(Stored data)
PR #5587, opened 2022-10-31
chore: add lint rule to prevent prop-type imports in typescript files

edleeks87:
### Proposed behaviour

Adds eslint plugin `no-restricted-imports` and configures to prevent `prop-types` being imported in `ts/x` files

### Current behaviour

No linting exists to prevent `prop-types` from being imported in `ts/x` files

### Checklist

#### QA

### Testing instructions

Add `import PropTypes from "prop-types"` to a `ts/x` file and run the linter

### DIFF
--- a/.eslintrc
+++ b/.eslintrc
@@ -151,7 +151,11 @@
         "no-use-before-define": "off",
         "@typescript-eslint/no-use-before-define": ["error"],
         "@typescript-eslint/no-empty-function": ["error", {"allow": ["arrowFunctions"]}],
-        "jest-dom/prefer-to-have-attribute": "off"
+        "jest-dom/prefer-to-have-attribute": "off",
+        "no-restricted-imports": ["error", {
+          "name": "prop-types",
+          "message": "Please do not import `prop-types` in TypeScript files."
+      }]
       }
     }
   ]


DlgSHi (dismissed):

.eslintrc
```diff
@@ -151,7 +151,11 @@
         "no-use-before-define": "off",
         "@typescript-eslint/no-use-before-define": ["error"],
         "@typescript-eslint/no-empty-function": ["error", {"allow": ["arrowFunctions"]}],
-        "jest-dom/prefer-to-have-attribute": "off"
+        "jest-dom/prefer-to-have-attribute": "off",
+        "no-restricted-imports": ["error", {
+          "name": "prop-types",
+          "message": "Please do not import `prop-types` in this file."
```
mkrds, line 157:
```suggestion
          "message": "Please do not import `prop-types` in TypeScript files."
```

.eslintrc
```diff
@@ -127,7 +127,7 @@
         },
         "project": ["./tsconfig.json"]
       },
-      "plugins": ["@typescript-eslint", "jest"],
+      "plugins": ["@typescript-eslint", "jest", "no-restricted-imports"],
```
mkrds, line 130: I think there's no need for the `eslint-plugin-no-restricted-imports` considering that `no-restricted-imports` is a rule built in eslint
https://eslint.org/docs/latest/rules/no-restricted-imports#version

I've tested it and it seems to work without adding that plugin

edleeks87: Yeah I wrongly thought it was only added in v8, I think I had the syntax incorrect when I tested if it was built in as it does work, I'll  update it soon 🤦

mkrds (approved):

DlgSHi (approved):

==

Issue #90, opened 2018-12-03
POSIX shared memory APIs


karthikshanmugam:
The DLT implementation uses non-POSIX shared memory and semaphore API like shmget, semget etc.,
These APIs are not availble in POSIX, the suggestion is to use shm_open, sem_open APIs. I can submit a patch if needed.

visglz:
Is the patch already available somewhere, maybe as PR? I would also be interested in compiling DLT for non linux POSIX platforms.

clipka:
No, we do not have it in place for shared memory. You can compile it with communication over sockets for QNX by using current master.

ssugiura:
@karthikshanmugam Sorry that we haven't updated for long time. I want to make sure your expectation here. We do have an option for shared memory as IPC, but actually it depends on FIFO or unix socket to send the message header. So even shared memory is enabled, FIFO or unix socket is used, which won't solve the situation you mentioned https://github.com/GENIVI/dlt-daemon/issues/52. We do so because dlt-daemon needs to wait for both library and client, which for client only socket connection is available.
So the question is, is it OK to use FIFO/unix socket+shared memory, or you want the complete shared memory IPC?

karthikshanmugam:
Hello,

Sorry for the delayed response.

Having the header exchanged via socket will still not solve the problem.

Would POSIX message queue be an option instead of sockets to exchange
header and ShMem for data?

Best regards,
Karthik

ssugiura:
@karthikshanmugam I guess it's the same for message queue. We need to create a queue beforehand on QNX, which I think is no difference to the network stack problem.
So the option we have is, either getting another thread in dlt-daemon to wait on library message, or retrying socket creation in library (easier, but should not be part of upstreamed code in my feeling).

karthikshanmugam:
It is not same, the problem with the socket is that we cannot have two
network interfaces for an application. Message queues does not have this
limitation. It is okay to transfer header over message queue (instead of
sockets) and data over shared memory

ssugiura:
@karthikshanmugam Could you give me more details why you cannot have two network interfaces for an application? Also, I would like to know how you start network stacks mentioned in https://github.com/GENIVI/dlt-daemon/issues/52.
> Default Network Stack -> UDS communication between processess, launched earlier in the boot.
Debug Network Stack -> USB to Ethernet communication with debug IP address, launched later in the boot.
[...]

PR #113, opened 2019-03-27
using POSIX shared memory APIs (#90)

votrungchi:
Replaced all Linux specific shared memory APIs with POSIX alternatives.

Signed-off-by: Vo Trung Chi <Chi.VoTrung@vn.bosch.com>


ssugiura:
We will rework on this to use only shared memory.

**Required work**
Go through the records and count every line with the word "eslintrc"; the answer is the number alone.

**Expected answer**
4